13-letnia dziewczynka przeżyła koszmar w szkole, o którym opowiedziała mamie. Stało się to na lekcji matematyki. Gdy poprosiła o wyjście do toalety, nauczycielka nie wyraziła zgody.
Pani Iwona napisała do nas wiadomość, aby ta historia została rozpowszechniona i aby zwrócono uwagę na fakt, że w niektórych szkołach potrzeby uczniów mogą być lekceważone
„Moja córka ma 13 lat i jak wiadomo to taki czas, w którym dziewczynki czekają na miesiączkę”
Powiedziałam Marysi o tym, co ją czeka i że nie może się niczym stresować, bo to normalna rzecz. Od jakiegoś czasu zaczęła nosić ze sobą po prostu podpaski w razie gdyby to miało wydarzyć się w szkole. Niestety, tak się stało, a moja córka była narażona na zachowanie, które w mojej opinii, jest karygodne. Żaden pedagog tak się nie powinien zachować!

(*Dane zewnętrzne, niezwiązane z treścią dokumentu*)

PR #593, opened 2022-03-31
kubectl-gadget: Add missing capabilities needed in ARO

mauriciovasquezbernal:
- BCC python-based tools were failing to start because the container was missing the sys_mod capability. 
It seems it was only happening in ARO because that system don't have the kernel headers available.
- NET_RAW: Needed by gadgets that open a raw sock like dns and snisnoop

Fixes https://github.com/kinvolk/inspektor-gadget/issues/570
Fixes https://github.com/kinvolk/inspektor-gadget/issues/568
Fixes https://github.com/kinvolk/inspektor-gadget/issues/572
Fixes https://github.com/kinvolk/inspektor-gadget/issues/569


alban (approved):
LGTM!

Then some `t.Skip` will need to be removed from #561.

mauriciovasquezbernal:
I'm merging before the next release as it solves and bug and should not create any regressions.

PR #594, opened 2022-03-31
kubectl-gadget: Fix typo in fsslower command

mauriciovasquezbernal:
The parameter is called "type" and not filesystem.

### DIFF
--- a/cmd/kubectl-gadget/trace/fsslower.go
+++ b/cmd/kubectl-gadget/trace/fsslower.go
@@ -42,7 +42,7 @@ var fsslowerCmd = &cobra.Command{
 	Short: "Trace open, read, write and fsync operations slower than a threshold",
 	PreRunE: func(cmd *cobra.Command, args []string) error {
 		if fsslowerFilesystem == "" {
-			return utils.WrapInErrMissingArgs("--filesystem")
+			return utils.WrapInErrMissingArgs("--filesystem / -f")
 		}
 
 		found := false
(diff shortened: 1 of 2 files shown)


cmd/kubectl-gadget/fsslower.go
```diff
@@ -41,7 +41,7 @@ var fsslowerCmd = &cobra.Command{
 	Short: "Trace open, read, write and fsync operations slower than a threshold",
 	PreRunE: func(cmd *cobra.Command, args []string) error {
 		if fsslowerFilesystem == "" {
-			return utils.WrapInErrMissingArgs("--filesystem")
+			return utils.WrapInErrMissingArgs("--type")
```
alban, line 44:
```suggestion
			return utils.WrapInErrMissingArgs("--type / -t")
```

For consistency with `utils.WrapInErrInvalidArg` below, line 58? Or use `"--type"` everywhere.

blanquicet, line 44: IMO, we should also change the Trace CR parameter. Otherwise, users using the kubectl-gadget CLI and trace will have different name parameters. WDYT?

mauriciovasquezbernal: I changed it but I'm not sure `--type` is the best name here, however I want to keep it exactly the same as BCC fsslower https://github.com/iovisor/bcc/blob/5f2a64ec101b2916558bb934c436d4a6d4ed157c/libbpf-tools/fsslower.c#L107.

mauriciovasquezbernal: Makes sense, thanks!

blanquicet: Yeah, `type` seems too generic 🙁.

blanquicet: Proposal: `fs-type`

blanquicet: @mauriciovasquezbernal what is your plan for this PR?

blanquicet (approved):
LGTM

PR #596, opened 2022-04-01
gadgettracermanager: Fix possible deadlock

mauriciovasquezbernal:


eiffel-fl (approved):
One line and it removes a potential deadlock: perfect!
I do not know when you plan to merge it, but adding this fix to the release seems a good idea :D.

mauriciovasquezbernal:
Merging as this fixes a potential problem.

PR #602, opened 2022-04-05
Provide dockerfile for only CO-RE gadgets

mauriciovasquezbernal:
Inspektor Gadget has two different kind of gadgets:
1: standard gadgets. These tools come from BCC, use Python and are
   compiled in the target machine before loading. They require to ship a
   whole compiling chain (clang) and libbcc. These tools have the
   advantage that they only require the kernel headers to be installed
   and work on systems without BTF support.
2: CO-RE gadgets: These tools use Compile Once - Run Everywhere. They
   are more lighter but require BTF info to be present.

A lot of distributions are enabling BTF and tools like BTFHub and BTFGen
make it possible to run those gadgets in systems without BTF. This
commit introduces a new dockerfile that provides support only for CO-RE
gadgets. The advantages of this approach are:
- The size of the image is reduced from ~800MB to ~200MB (when using
  alpine).
- A lot of things is removed from the container reducing the attack
  surface.
- The compilation is faster.
- Other images like fedora, debian, alpine can be used as base.

--- 

NOTE: This PR only provides the docker file, it's not used by the CI nor when deploying IG. We can consider those steps later on.

### DIFF
--- a/Makefile
+++ b/Makefile
@@ -115,6 +115,12 @@ gadget-container:
 	docker build -t $(CONTAINER_REPO):$(IMAGE_TAG) -f gadget.Dockerfile \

W czasie lekcji matematyki moją córkę zaczął mocno boleć brzuch. Jest bystrą dziewczynką i sama wpadła na to, że to może być okres. Delikatnie spojrzała w swoje krocze i zobaczyła czerwono-brązową plamę. Wiedziała, że to jest TO
„Miała na sobie jasne spodnie, dlatego wszystko było dokładnie widać”

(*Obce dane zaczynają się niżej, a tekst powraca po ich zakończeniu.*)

PR #603, opened 2022-04-07
entrypoint.sh: Set current directory to a valid path

mauriciovasquezbernal:
The previous logic was changing the directory to a path and then
removing it, which was causing issues when calling "getcwd" in BCC
python scripts.

This commit fixes the logic by using pushd/popd instead of plain cd, it
also changes the current directoy to / before executing
gadgettracermanager to be sure this problem doesn't happen again.

This solves some issues when running standard tools on ARO clusters. 

cc  @blanquicet

### DIFF
--- a/gadget-container/entrypoint.sh
+++ b/gadget-container/entrypoint.sh
@@ -104,7 +104,9 @@ if [ "$ID" = "rhcos" ] && [ ! -d "/usr/src/kernels/$KERNEL" ]; then
     curl --max-time 40 -fsSLo $RPMDIR/$RPM $REPO/$RPM || rm -f $RPMDIR/$RPM
 
     if test -f $RPMDIR/$RPM; then
-      cd $RPMDIR && rpm2cpio $RPM | cpio --quiet -i
+      pushd $RPMDIR
+      rpm2cpio $RPM | cpio --quiet -i
+      popd
 
       # In the gadget image, /usr/src is a symlink to /host/usr/src (see gadget.Dockerfile).
       # But in the case of RHCOS, remove the symlink and install files in the container.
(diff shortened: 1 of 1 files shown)


gadget-container/entrypoint.sh
```diff
@@ -104,7 +104,9 @@ if [ "$ID" = "rhcos" ] && [ ! -d "/usr/src/kernels/$KERNEL" ]; then
     curl --max-time 40 -fsSLo $RPMDIR/$RPM $REPO/$RPM || rm -f $RPMDIR/$RPM
 
     if test -f $RPMDIR/$RPM; then
-      cd $RPMDIR && rpm2cpio $RPM | cpio --quiet -i
+      pushd $RPMDIR
+      rpm2cpio $RPM | cpio --quiet -i
+      popd
```
blanquicet, line 109: > The previous logic was changing the directory to a path and then removing it, which was causing issues when calling "getcwd" in BCC python scripts.
>
Oops, I didn't know it could be a problem. Good to know for next time. Thanks!

blanquicet (approved):
I run Biolantecy, Capabilities and Tcptracer integration tests locally and they are now passing. I also rebased https://github.com/kinvolk/inspektor-gadget/pull/561 on top of this PR and the CI is now passing! 

After this PR, the integration tests on ARO are only skipping Biotop (https://github.com/kinvolk/inspektor-gadget/issues/589) and Fsslower (https://github.com/kinvolk/inspektor-gadget/issues/571) tests. And of course socket and process collector but it is because of that kernel does not support iterators.

I have just one concern, otherwise it LGTM!

gadget-container/entrypoint.sh
```diff
@@ -219,6 +221,8 @@ else
 fi
 
 echo "Starting the Gadget Tracer Manager..."
+# change directory before running gadgettracermanager
+cd /
```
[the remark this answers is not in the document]
mauriciovasquezbernal: I think it's fine to change it before so we're sure we don't have the same issue again.

gadget-container/entrypoint.sh
mauriciovasquezbernal: I was a bit surprising for me too and took some time to realize what was going on.

mauriciovasquezbernal:
Merging as this fixes a bug.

Później mi opowiadała, że nie wpadła w panikę, ale po prostu chciała założyć tylko podpaskę i zadzwonić do mnie z korytarza. Podniosła rękę, dając znać nauczycielce, że chce wyjść na chwilę z sali, ale ona nie miała zamiaru jej wypuścić… Powiedziała jej mniej więcej tak:
„Ale o co chodzi? Gdzie chcesz znowu wyjść? Później będziesz znów płakać, że czegoś nie rozumiesz. Nie ma wychodzenia i koniec”

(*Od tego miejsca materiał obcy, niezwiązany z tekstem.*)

PR #604, opened 2022-04-08
containerutils: Create CRIClient that implements the common CRI methods

blanquicet:
# Create CRIClient that implements the container runtime methods

This PR does not change the current behaviour. It just tries to reorganize the current code by using a `CRIClient` that will allow us to avoid maintaining the same code separately for cri-o and contained. 

For what concerns Docker, it implements its own methods because the docker CRI (dockershim), which would have used the `CRIClient`'s methods, does not provide a way to retrieve the container PID. Therefore, we had to use directly the docker API.


pkg/gadgettracermanager/containerutils/containerutils.go
```diff
@@ -72,9 +76,33 @@ uint64_t get_cgroupid(char *path) {
...
+		runtimeClient = crio.NewCrioClient(crio.DefaultRuntimeEndpoint)
+	default:
+		return nil, fmt.Errorf("unknown container runtime: %s (available %s)",
+			runtime, strings.Join(ContainerRuntimes, ", "))
+	}
+
+	err := runtimeClient.Initialize()
+	if err != nil {
+		return nil, err
+	}
```
mauriciovasquezbernal, line 104: I'm not a big fan of this `Initialize` approach. What about moving this logic to the `NewXXX()` functions? Something like -> https://github.com/kinvolk/inspektor-gadget/commit/54eeee93f553cd3889b9a9476012053af93bbfc2?

blanquicet: Yeah, I like your proposal. Applied!

pkg/gadgettracermanager/containerutils/containerd/containerd.go
```diff
@@ -15,80 +15,28 @@
...
 
-func NewContainerdClient(path string) (*ContainerdClient, error) {
-	conn, err := grpc.Dial(
-		path,
-		grpc.WithInsecure(),
-		grpc.WithDialer(func(addr string, timeout time.Duration) (net.Conn, error) {
-			return net.DialTimeout("unix", path, DefaultTimeout)
-		}),
-	)
+func NewContainerdClient(endPoint string) (runtimeclient.ContainerRuntimeClient, error) {
```
mauriciovasquezbernal: I know I suggested it but `endpoint` is better than `endPoint`.

pkg/gadgettracermanager/containerutils/runtime-client/interface.go
```diff
@@ -0,0 +1,142 @@
...
+// ContainerRuntimeClient defines the interface to communicate with the
+// different container runtimes.
+type ContainerRuntimeClient interface {
+	// PidFromContainerID returns the pid1 of the container identified by the
+	// specified ID. In case of errors, it can return -1 if there is any problem
+	// retrieving the container information or parsing the response. Or, 0 if
+	// the pid is not present within the retrieved information.
+	PidFromContainerID(containerID string) (int, error)
+
+	// Close tears down the connection with the client.
```
mauriciovasquezbernal: `with the client` -> `with the container runtime`?

mauriciovasquezbernal (approved):
Besides the naming of a variable LGTM.

blanquicet:
Rebased

pkg/gadgettracermanager/containerutils/runtime-client/interface.go
```diff
@@ -0,0 +1,142 @@
...
+	if err != nil {
+		return -1, fmt.Errorf("failed extracting pid from container status reply: %w", err)
+	}
+
+	return infoContent.Pid, nil
+}
+
+func (c *CRIClient) PidFromContainerID(containerID string) (int, error) {
+	// If ID contains a prefix, it must match the runtime name: "<name>://<ID>"
+	split := regexp.MustCompile(`://`).Split(containerID, -1)
```
alban: You could just use strings.SplitN:
https://go.dev/play/p/JVvPYNR3C9Q

```
	id := "docker://abcde"
	fmt.Printf("%+v\n", strings.SplitN(id, "://", 2))
```

Ditto in the other occurrences of regexp.MustCompile(`://`)

pkg/gadgettracermanager/k8s/k8s.go
```diff
@@ -59,9 +57,17 @@ func NewK8sClient(nodeName string) (*K8sClient, error) {
 		return nil, fmt.Errorf("failed to get node %w", err)
 	}
 
-	// get a CRI client to talk to the CRI handling pods in this node
-	// TODO: when to close it?
-	criClient, err := newCRIClient(node)
+	runtimeVersion := node.Status.NodeInfo.ContainerRuntimeVersion
+	list := strings.Split(runtimeVersion, "://")
```
alban, line 61:
```suggestion
	list := strings.SplitN(runtimeVersion, "://", 2)
```

pkg/gadgettracermanager/containerutils/docker/docker.go
```diff
@@ -19,52 +19,59 @@ import (
...
-	}
-
-	return nil
-}
-
 func (c *DockerClient) PidFromContainerID(containerID string) (int, error) {
-	if !strings.HasPrefix(containerID, "docker://") {
-		return -1, fmt.Errorf("invalid CRI %s, it should be docker", containerID)
+	// If ID contains a prefix, it must match the runtime name: "<name>://<ID>"
+	split := regexp.MustCompile(`://`).Split(containerID, -1)
```
alban, line 64: Could use strings.SplitN

alban (approved):
Small suggestions. LGTM after that

pkg/gadgettracermanager/k8s/k8s.go
```diff
@@ -59,9 +57,10 @@ func NewK8sClient(nodeName string) (*K8sClient, error) {
 		return nil, fmt.Errorf("failed to get node %w", err)
 	}
 
-	// get a CRI client to talk to the CRI handling pods in this node
-	// TODO: when to close it?
-	criClient, err := newCRIClient(node)
+	// Get a runtime client to talk to the container runtime handling pods in
+	// this node. TODO: when to close it?
```
mauriciovasquezbernal, line 61: No related to this PR: This TODO hasn't been solved, I think were leaking the connection to the client in https://github.com/kinvolk/inspektor-gadget/blob/a2a95ec9729b0203cb30fb60ff4073aa64b88df1/pkg/container-collection/options.go#L219, there should be a call to `k8sClient.CloseRuntimeClient()` there before returning. The ContainerCollectionsOptions are also leaking as they never call any Close() method, I opened https://github.com/kinvolk/inspektor-gadget/issues/624 to track this down.

mauriciovasquezbernal (commented):
Few more comments, but I think it's almost ready to be merged.

pkg/gadgettracermanager/containerutils/runtime-client/interface.go
```diff
@@ -0,0 +1,149 @@
...
+		Pid int `json:"pid"`
+	}
+
+	var infoContent InfoContent
+	err := json.Unmarshal([]byte(info), &infoContent)
+	if err != nil {
+		return -1, fmt.Errorf("failed extracting pid from container status reply: %w", err)
+	}
+
+	return infoContent.Pid, nil
```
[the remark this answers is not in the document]
blanquicet: Yeah, it is because the [caller](https://github.com/kinvolk/inspektor-gadget/blob/4cfdb72d4edd149a8314311088ffab846b5b7b2d/pkg/gadgettracermanager/k8s/k8s.go#L119-L122) is discarding it. I will move this check inside `PidFromContainerID()` so that caller just needs to check for no error.

pkg/gadgettracermanager/containerutils/runtime-client/interface.go
```diff
@@ -0,0 +1,149 @@
...
+	pb "k8s.io/cri-api/pkg/apis/runtime/v1alpha2"
+)
+
+// ContainerRuntimeClient defines the interface to communicate with the
+// different container runtimes.
+type ContainerRuntimeClient interface {
+	// PidFromContainerID returns the pid1 of the container identified by the
+	// specified ID. In case of errors, it can return -1 if there is any problem
+	// retrieving the container information or parsing the response. Or, 0 if
+	// the pid is not present within the retrieved information.
```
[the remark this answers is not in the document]
blanquicet: Yeah. I will use only -1 in all the cases. See also this [comment](https://github.com/kinvolk/inspektor-gadget/pull/604#discussion_r858725694).

mauriciovasquezbernal (approved):
I think it's good to go!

„Już nie kręć. Symulujesz, bo Ci się nie chce uczyć”.
Chyba nie muszę dodawać, jak bardzo była zła, gdy o wszystkim mi córka powiedziała. Na szczęście jest bystra i została do końca, gdy wszyscy wyszli, aby ona mogła swobodnie opuścić klasę bez ryzyka, że ktoś ją wyśmieje. Zawiązała bluzę w pasie i poszła do WC. A co gdyby to trafiło na kogoś delikatniejszego? Ręce opadają… Czy tylko ja to tak odbieram? A może wyolbrzymiam, bo dotknęło to moje dziecko?
Czy pani Iwona ma rację?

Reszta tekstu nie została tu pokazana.